§ What is needed: Find the string "kwargs" in the records. Copy every line it appears in.

§ Source data:
PR #1326, opened 2021-11-30
Bug/gsye 60 Fix future market controlling and disable future market template strategy for external strategies

hannesdiedrich:


fievelk:
TLDR: LGTM. I just want to share something interesting I found :)

Regarding the `GlobalConfig` issue with `FUTURE_MARKET_DURATION_HOURS` and `future_market_duration`, there would be a way to fix the current behaviour without changing the interface. Usually we could do this by using properties. However, since we're dealing with class variables, this is not that easy. But there's a way to use getters/setters also for class variables.

Properties (and their setters) are defined on a class, but they only affect the instances of that class. So the trick is to create a metaclass for the class. A metaclass is "the class of the class". In this way, you define the property on the metaclass, and this will affect the instance of that metaclass (which is your "real" class). An example:

```python
from pendulum import duration

class MetaGlobalConfig(type):
    @property
    def future_market_duration(cls):
        return duration(hours=cls.FUTURE_MARKET_DURATION_HOURS)

    @future_market_duration.setter
    def future_market_duration(cls, value):
        cls.FUTURE_MARKET_DURATION_HOURS = value

class GlobalConfig(metaclass=MetaGlobalConfig):
    FUTURE_MARKET_DURATION_HOURS = 24

print(GlobalConfig.future_market_duration)
# 1 day
GlobalConfig.FUTURE_MARKET_DURATION_HOURS = 48
print(GlobalConfig.future_market_duration)
# 2 days
GlobalConfig.future_market_duration = 96
print(GlobalConfig.future_market_duration)
# 4 days
print(GlobalConfig.FUTURE_MARKET_DURATION_HOURS)
# 96
```
This is not the best thing in the world, but it's quite fun.

fievelk (approved):

Hassan754 (approved):

hannesdiedrich:
> TLDR: LGTM. I just want to share something interesting I found :)
> 
> Regarding the `GlobalConfig` issue with `FUTURE_MARKET_DURATION_HOURS` and `future_market_duration`, there would be a way to fix the current behaviour without changing the interface. Usually we could do this by using properties. However, since we're dealing with class variables, this is not that easy. But there's a way to use getters/setters also for class variables.
> 
> Properties (and their setters) are defined on a class, but they only affect the instances of that class. So the trick is to create a metaclass for the class. A metaclass is "the class of the class". In this way, you define the property on the metaclass, and this will affect the instance of that metaclass (which is your "real" class). An example:
> 
> ```python
> from pendulum import duration
> 
> class MetaGlobalConfig(type):
>     @property
>     def future_market_duration(cls):
>         return duration(hours=cls.FUTURE_MARKET_DURATION_HOURS)
> 
>     @future_market_duration.setter
>     def future_market_duration(cls, value):
>         cls.FUTURE_MARKET_DURATION_HOURS = value
> 
> class GlobalConfig(metaclass=MetaGlobalConfig):
>     FUTURE_MARKET_DURATION_HOURS = 24
> 
> print(GlobalConfig.future_market_duration)
> # 1 day
> GlobalConfig.FUTURE_MARKET_DURATION_HOURS = 48
> print(GlobalConfig.future_market_duration)
> # 2 days
> GlobalConfig.future_market_duration = 96
> print(GlobalConfig.future_market_duration)
> # 4 days
> print(GlobalConfig.FUTURE_MARKET_DURATION_HOURS)
> # 96
> ```
> 
> This is not the best thing in the world, but it's quite fun.

I see that we have quite different concepts of "fun". :-D 
But thanks for this example!

PR #1327, opened 2021-12-02
 Fix reraising an exception in order to not swallow the message

Hassan754:


src/gsy_e/models/market/two_sided.py
```diff
@@ -318,7 +318,7 @@ def match_recommendations(
                 #  on a matching algorithm setting
                 if is_external_matching_enabled():
                     # re-raise exception to be handled by the external matcher
-                    raise InvalidBidOfferPairException from invalid_bop_exception
+                    raise invalid_bop_exception
```
Hassan754, line 321: Here we're conditionally raising a new exception, this is swallowing the exception message and not forwarding it to the higher level code, so I reraised the same exception

fievelk (approved):

spyrostz (approved):
LGTM

PR #1328, opened 2021-12-02
Fixed unit tests failure caused by the disabling of the future market…

spyrostz:
…s by default.

### DIFF
--- a/tests/area/test_markets.py
+++ b/tests/area/test_markets.py
@@ -31,8 +31,9 @@ from gsy_e.models.strategy.storage import StorageStrategy
 
 class TestMarketRotation:
 
+    @staticmethod
     @pytest.fixture
-    def area_fixture(self):
+    def area_fixture():
         original_registry = DeviceRegistry.REGISTRY
         DeviceRegistry.REGISTRY = {
             "General Load": (33, 35),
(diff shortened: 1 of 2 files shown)


tests/area/test_markets.py
```diff
@@ -49,15 +50,18 @@ def area_fixture(self):
         ConstSettings.BalancingSettings.ENABLE_BALANCING_MARKET = False
         ConstSettings.SettlementMarketSettings.ENABLE_SETTLEMENT_MARKETS = False
         gsy_e.constants.RETAIN_PAST_MARKET_STRATEGIES_STATE = False
+        original_future_markets = GlobalConfig.FUTURE_MARKET_DURATION_HOURS
```
spyrostz, line 53: Caching the previous value of the setting and restoring it right after the test has been completed.

tests/area/test_markets.py
```diff
@@ -74,8 +78,10 @@ def test_market_rotation_is_successful(self, area_fixture):
         assert len(area_fixture.past_markets) == 1
         assert len(area_fixture.all_markets) == 1
 
+    @staticmethod
     @patch("gsy_e.constants.RETAIN_PAST_MARKET_STRATEGIES_STATE", True)
-    def test_market_rotation_is_successful_keep_past_markets(self, area_fixture):
+    def test_market_rotation_is_successful_keep_past_markets(area_fixture):
+        GlobalConfig.FUTURE_MARKET_DURATION_HOURS = 24
```
spyrostz, line 84: This is the actual fix, this test depended on the future market hours having a value of 24.

hannesdiedrich (dismissed):
LGTM

faizan2590 (dismissed):
LGTM

tests/area/test_markets.py
fievelk: Shouldn't we restore the original value here as well? I know that `24` is the default, but if we change the default value this might create issues, right?

fievelk (approved):

Hassan754 (approved):

PR #1330, opened 2021-12-06
 Wrap the orders mappings in future market

Hassan754:
Actions covered by the implementation of this design:
```python
self.bids = {..}  # This will create a FutureOrders object and create relevant mappings
self.bids.pop(bid_id)  # This will pop this item from the {id: bid} and {time_slot: [bids_list]}
del self.bids[bid_id]  # Same as above
self.bids[bid_id] = bid  # Add the bid to the two mappings
self.bids.update({....})  # Same as above
```

### DIFF
--- a/src/gsy_e/models/market/future.py
+++ b/src/gsy_e/models/market/future.py
@@ -15,7 +15,7 @@ GNU General Public License for more details.
 You should have received a copy of the GNU General Public License
 along with this program.  If not, see <http://www.gnu.org/licenses/>.
 """
-# pylint: disable=too-many-instance-attributes, too-many-arguments, too-many-locals
+# pylint: disable=too-many-instance-attributes, too-many-arguments, too-many-locals, no-member
 from collections import UserDict
 from copy import deepcopy
 from logging import getLogger
@@ -55,10 +55,9 @@ class FutureOrders(UserDict):
         self.slot_order_mapping[order.time_slot].append(order)
 
     def __delitem__(self, order_id):
-        order = self.data.get(order_id)
+        order = self.data.pop(order_id, None)
         if order:
             self.slot_order_mapping[order.time_slot].remove(order)
-        super().__delitem__(order_id)
 
     def expire(self, current_market_time_slot: DateTime) -> Dict:
         """Remove old orders (time_slot in the past)."""
--- a/src/gsy_e/models/market/future.py
+++ b/src/gsy_e/models/market/future.py
@@ -15,7 +15,7 @@ GNU General Public License for more details.
 You should have received a copy of the GNU General Public License
 along with this program.  If not, see <http://www.gnu.org/licenses/>.
 """
-# pylint: disable=too-many-instance-attributes, too-many-arguments, too-many-locals, no-member
+# pylint: disable=too-many-arguments, too-many-locals, no-member
 from collections import UserDict
 from copy import deepcopy
 from logging import getLogger
@@ -59,21 +59,6 @@ class FutureOrders(UserDict):
         if order:
             self.slot_order_mapping[order.time_slot].remove(order)
         del self.data[order_id]
-
-    def expire(self, current_market_time_slot: DateTime) -> Dict:
-        """Remove old orders (time_slot in the past)."""
-        data = {}
-        slot_order_mapping = deepcopy(self.slot_order_mapping)
-        for order_id, order in self.data.items():
-            if order.time_slot > current_market_time_slot:
-                data[order_id] = order
-
-        for time_slot in self.slot_order_mapping.keys():
-            if time_slot <= current_market_time_slot:
-                del slot_order_mapping[time_slot]
-
-        self.data = data
-        self.slot_order_mapping = slot_order_mapping
 
 
 class FutureMarkets(TwoSidedMarket):
@@ -165,11 +150,22 @@ class FutureMarkets(TwoSidedMarket):
             order for order in order_list if order.time_slot > current_market_time_slot
         ]
 
+    def _expire_orders(self, orders: "FutureOrders", current_market_time_slot: DateTime) -> None:
+        """Remove old orders (time_slot in the past)."""
+        for order_id, order in deepcopy(list(orders.items())):
+            if order.time_slot <= current_market_time_slot:
+                if isinstance(order, Offer):
+                    self.delete_offer(order_id)
+                else:
+                    self.delete_bid(order_id)
+        for time_slot in deepcopy(list(orders.slot_order_mapping.keys())):
+            if time_slot <= current_market_time_slot:
+                del orders.slot_order_mapping[time_slot]
+
     def delete_orders_in_old_future_markets(self, current_market_time_slot: DateTime) -> None:
         """Delete order and trade buffers."""
-
-        self.offers.expire(current_market_time_slot)
-        self.bids.expire(current_market_time_slot)
+        self._expire_orders(self.offers, current_market_time_slot)
+        self._expire_orders(self.bids, current_market_time_slot)
 
         self.offer_history = self._remove_old_orders_from_list(
             self.offer_history, current_market_time_slot)
--- a/src/gsy_e/models/market/future.py
+++ b/src/gsy_e/models/market/future.py
@@ -193,16 +193,6 @@ class FutureMarkets(TwoSidedMarket):
             future_time_slot = future_time_slot.add(minutes=slot_length.total_minutes())
 
     @lock_market_action
-    def get_bids_per_slot(self, time_slot: DateTime) -> List[Bid]:
-        """Return list of bids for a specific market slot."""
-        return deepcopy(self.slot_bid_mapping[time_slot])
-
-    @lock_market_action
-    def get_offers_per_slot(self, time_slot: DateTime) -> List[Offer]:
-        """Return list of offers for a specific market slot."""
-        return deepcopy(self.slot_offer_mapping[time_slot])
-
-    @lock_market_action
     def bid(self, price: float, energy: float, buyer: str, buyer_origin: str,
             bid_id: Optional[str] = None,
             original_price: Optional[float] = None,
--- a/src/gsy_e/models/market/future.py
+++ b/src/gsy_e/models/market/future.py
@@ -16,12 +16,13 @@ You should have received a copy of the GNU General Public License
 along with this program.  If not, see <http://www.gnu.org/licenses/>.
 """
 # pylint: disable=too-many-instance-attributes, too-many-arguments, too-many-locals
+from collections import UserDict
 from copy import deepcopy
 from logging import getLogger
-from typing import Dict, List, Union, Optional, Tuple, TYPE_CHECKING
+from typing import Dict, List, Optional, TYPE_CHECKING
 
 from gsy_framework.constants_limits import ConstSettings, GlobalConfig, DATE_TIME_FORMAT
-from gsy_framework.data_classes import Bid, Offer, Trade, BaseBidOffer, TradeBidOfferInfo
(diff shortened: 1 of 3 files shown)


src/gsy_e/models/market/future.py
```diff
@@ -41,6 +42,37 @@ class FutureMarketException(Exception):
...
+        super().__init__(*args, **kwargs)
+
+    def __setitem__(self, order_id, order):
+        self.data[order_id] = order
+        if order.time_slot not in self.slot_order_mapping:
+            self.slot_order_mapping[order.time_slot] = []
+        self.slot_order_mapping[order.time_slot].append(order)
+
+    def __delitem__(self, order_id):
+        order = self.data.get(order_id)
```
hannesdiedrich, line 58: You probably meant
```suggestion
        order = self.data.pop(order_id)
```
right?

src/gsy_e/models/market/future.py
```diff
@@ -100,25 +162,11 @@ def _remove_old_orders_from_list(order_list: List, current_market_time_slot: Dat
...
-                                            self.slot_bid_mapping, Bid)
-        self._delete_order_dict_market_slot(current_market_time_slot,
-                                            self.slot_offer_mapping, Offer)
-        self._delete_order_dict_market_slot(current_market_time_slot,
-                                            self.slot_trade_mapping, Trade)
 
-        self.offers = self._remove_old_orders_from_dict(self.offers, current_market_time_slot)
-        self.bids = self._remove_old_orders_from_dict(self.bids, current_market_time_slot)
+        self.offers.expire(current_market_time_slot)
+        self.bids.expire(current_market_time_slot)
```
hannesdiedrich, line 169: what happened with the trades?

Hassan754: The `trades` in its nature (inherited from the MarketBase) is a list, not a dictionary like the case of bids and offers
I kept dealing with the trades as usual [here](https://github.com/gridsingularity/gsy-e/blob/c860f7d45957f736c97b7a1fecdd6a73e2b63844/src/gsy_e/models/market/future.py#L177)

Hassan754: However, the slot_trades_mapping is now a dynamic property, so it's always in sync with the trades list (I checked the usages of this mapping and it seems to be only used when exporting the data)

Hassan754:
Note, if this design is fine for you, we can scale it up and do the same to all markets, while still allowing each market to have its own specific caching needs

src/gsy_e/models/market/future.py
```diff
@@ -41,6 +42,39 @@ class FutureMarketException(Exception):
...
+    """Special mapping object to keep track of a future market's orders."""
+    def __init__(self, *args, **kwargs):
+        self.slot_order_mapping = {}
+        super().__init__(*args, **kwargs)
+
+    def __setitem__(self, order_id, order):
+        self.data[order_id] = order
+        if order.time_slot not in self.slot_order_mapping:
+            self.slot_order_mapping[order.time_slot] = []
+        self.slot_order_mapping[order.time_slot].append(order)
```
Hassan754, line 55: Each time we add an item to this FutureOrders dictionary, this dunder method will keep both mappings in sync

src/gsy_e/models/market/future.py
```diff
@@ -41,6 +42,39 @@ class FutureMarketException(Exception):
...
+
+    def __delitem__(self, order_id):
+        order = self.data.pop(order_id, None)
+        if order:
+            self.slot_order_mapping[order.time_slot].remove(order)
```
Hassan754, line 60: Each time we delete an item from this FutureOrders dictionary (`del` or `pop`), this dunder method will keep both mappings in sync

src/gsy_e/models/market/future.py
```diff
@@ -54,9 +88,46 @@ def __init__(self, bc: Optional[NonBlockchainInterface] = None,
...
+
+    @property
+    def offers(self) -> FutureOrders:
+        """Return the {offer_id: offer} mapping."""
+        return self._offers
+
+    @offers.setter
+    def offers(self, orders) -> None:
+        """Wrap the setter of _orders in order to build a FutureOrders object."""
+        self._offers = FutureOrders(orders)
```
Hassan754, line 102: Each time we try to reassign the offers dict `market.offers = {"id1": offer1}`, this setter will get rid of the typical dictionary and will use our FutureOrders dictionary

src/gsy_e/models/market/future.py
```diff
@@ -71,13 +142,6 @@ def market_time_slots(self) -> List[DateTime]:
         """Return list of all time slots of future markets."""
         return list(self.slot_bid_mapping.keys())
 
-    def open_bids_and_offers(self, **kwargs) -> Tuple[List, List]:
```
Hassan754, line 74: This method seems to be outdated, there are no usages for it

src/gsy_e/models/market/future.py
```diff
@@ -54,9 +88,46 @@ def __init__(self, bc: Optional[NonBlockchainInterface] = None,
...
+        """Return the {time_slot: [offers_list]} mapping."""
+        return self.offers.slot_order_mapping
+
+    @property
+    def slot_trade_mapping(self) -> Dict:
+        """Return the {time_slot: [trades_list]} mapping."""
+        mapping = {time_slot: [] for time_slot in self.slot_bid_mapping.keys()}
+        for trade in self.trades:
+            mapping[trade.time_slot].append(trade)
+        return mapping
```
hannesdiedrich, line 131: The is not very efficient. So only the lookup in this property will take a lot of computational effort. Why not keeping the `slot_trade_mapping` as it was before because there are not two buffers that need to be synced?

Hassan754: @hannesdiedrich IMO there is a decision to be made here
First of all, the trades is a list and not a dictionary, so the solution introduced in this PR isn't relevant in the trades case.
To fix this, I can implement another class which acts like a list (and keeps track of the slot_trade_mapping).
I wouldn't suggest keeping it as it was because we'll have to pay attention on adding the trade to the list and to the slot_trade_mapping every time (and removing them in other cases).

I decided to go with this property solution because the slot_trade_mapping is only accessed once, when exporting the data (significantly less times than adding new trade to the list), so imo it's not much computation

the slightly more computation needed is balanced with the less memory used to store the mapping, both are minors

hannesdiedrich: Ok, You are probably right, if we only need the `self.slot_trade_mapping` only for the export now, leave it as is. We can add more logic later, if we need to access this property inside the market too.

src/gsy_e/models/market/future.py
hannesdiedrich: Wow, then the only usage if `self. slot_bid_mapping` and `self. slot_offer_mapping` is gone AFAIS. I wonder why we added them in the first place.
@spyrostz I see that we only export the trades (or statistics of them) for the future markets. I remember that we decided to postpone the export of the bids and offers per future market slot until somebody asks for it right?

If all the above is true, I wonder why the current change is needed. I was under the impression that we needed this to fix a bug because of not synced buffers. But as the order mappings are not used somewhere else, why is this needed @Hassan754 ?

hannesdiedrich (commented):
I think we need to discuss again the purpose of this. finished reviewing so far.

src/gsy_e/models/market/future.py
Hassan754: @hannesdiedrich we're using these mappings in `orders_per_slot`, `get_offers_per_slot` and `get_bids_per_slot` .

I decided to introduce this feature when debugging a future market issue, in the end it turned out that this sync isn't the problem, but it's a nice and secure to add improvement to our codebase, and as you can see this saved us lots of overriding methods just for the sake of also adding the order to the slot_offer_mapping and slot_bid_mapping

hannesdiedrich: Ah I see now, `orders_per_slot` is really the only place where we need them and it is important for the matching algorithm, right? Then ignore me.
BTW; `get_bids_per_slot ` and `get_offers_per_slot` do not seem to be used anywhere.

Hassan754: Interesting! 2 more methods to be removed !

tests/market/test_future.py
```diff
@@ -238,3 +249,73 @@ def test_orders_per_slot(future_market):
...
+
+    @staticmethod
+    def test_offers_setter(future_market, offer):
+        """Test reassigning the offers member of the future market."""
+        assert isinstance(future_market.offers, FutureOrders)
+        future_market.offers = {
+            str(offer.id): offer}
+        assert isinstance(future_market.offers, FutureOrders)
+        assert future_market.offers[str(offer.id)] == offer
+
```
hannesdiedrich, line 261: Lets add the check here, too. Or what do you think?
```suggestion
assert offer in offers.slot_order_mapping[offer.time_slot]

```

hannesdiedrich: And in the `test_bids_setter`, too.

hannesdiedrich (dismissed):
One minor comment left. LGTM after addressed.

hannesdiedrich (approved):
LGTM

src/gsy_e/models/market/future.py
```diff
@@ -54,9 +74,46 @@ def __init__(self, bc: Optional[NonBlockchainInterface] = None,
                          readonly=readonly, grid_fee_type=grid_fee_type,
                          grid_fees=grid_fees, name=name, in_sim_duration=True)
 
-        self.slot_bid_mapping: Dict[DateTime, List[Bid]] = {}
-        self.slot_offer_mapping: Dict[DateTime, List[Offer]] = {}
-        self.slot_trade_mapping: Dict[DateTime, List[Trade]] = {}
+        self._offers = FutureOrders()
+        self._bids = FutureOrders()
```
spyrostz, line 78: Can you leave a small clarification comment here, that the super().__init__() should always precede these, in order to not mistakenly move them before the constructor in the future? If the constructor was moved under these, they would be replaced by normal Python dicts (since they would be defined by the base class constructor)

spyrostz (approved):
One minor comment, LGTM

faizan2590 (approved):

src/gsy_e/models/market/future.py
Hassan754: @spyrostz actually these two lines can be completely removed, because this class defines the property setter and once we try to assign the value in the parent class `self.offers = {}` it will resort to the setter which in its turn will transform the dict object into a FutureOrders object, so we're safe
I left these two here in the constructor in order to make it easier to understand the changes and to make sure that these private members are defined in the __init__, but if you believe I should remove/add explicit comment, let me know

spyrostz: The problem is though that other market types can operate directly on `_bids` and `_offers` members (IIRC bid() or offer() methods do this `self._bids[bid.id] = bid`). Therefore even if the `bids` / `offers` properties are overridden, they would serve the original `_bids` and `_offers` in this case, which would be normal dicts. Please correct me if I have not seen something that I should have here.

Hassan754: No other market type have the `_bids` nor the `_offers` members, AFAIS these members are indeed defined in strategies and market agents, so they should not interfere (I suppose)

spyrostz: You are right, of course! I obviously confused it with the strategy members, and indeed since the members are `bids` and `offers` they can work even without it. Thanks for bearing with me !

Hassan754: Thanks a lot! I will be moving this PR forward then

§ Task solution:
+        super().__init__(*args, **kwargs)
+    def __init__(self, *args, **kwargs):
+        super().__init__(*args, **kwargs)
-    def open_bids_and_offers(self, **kwargs) -> Tuple[List, List]:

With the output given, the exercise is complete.